The Repugnant Conclusion (Stanford Encyclopedia of Philosophy) - lisper
https://plato.stanford.edu/entries/repugnant-conclusion/
======
meri_dian
<From Section 1>"A straightforward way of capturing the No-Difference View is
total utilitarianism according to which the best outcome is the one in which
there would be the greatest quantity of whatever makes life worth living
(Parfit 1984 p. 387). However, this view implies that any loss in the quality
of lives in a population can be compensated for by a sufficient gain in the
quantity of a population"

Well yes, but while 'total utility' may be a relevant measure for a
population, populations in the aggregate do not have conscious experience.
Therefore 'total utility' is irrelevant for the individual.
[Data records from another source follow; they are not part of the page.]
PR #685, opened 2025-04-29
draft-ietf-ppm-dap-15 chores

tgeoghegan:
- flesh out the changelog
- update domain separation tags for -15


draft-ietf-ppm-dap.md
```diff
@@ -160,10 +160,23 @@ aggregator.
 
 15:
 
-- Reorganize text for clarity and flow.
+- Specify body of responses to aggregation job GET requests. (#651)
```
cjpatton, line 163: Is this a breaking change?

draft-ietf-ppm-dap.md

It's a very poor
measure of the 'quality' of a society.

A much better (and more intuitively appealing) measure incorporates 'total
utility' but divides it by population to get average utility. If we take this
as our guiding measure then we aren't forced to reach The Repugnant
Conclusion.

But on second thought, this also presents a problem. Because then we could
posit a world in which most of the population lives in misery but a small
percentage lives wonderful, fulfilling 'maximum utility' lives. Average
utility as I've described it would favor some of these these worlds - given a
large enough population - over ones in which there's a more even distribution
of utility.

Therefore let's take a page from economics and incorporate a GINI Coefficient
measure of utility into our consideration of an ideal world. This should
actually eliminate the threat of a Repugnant Conclusion.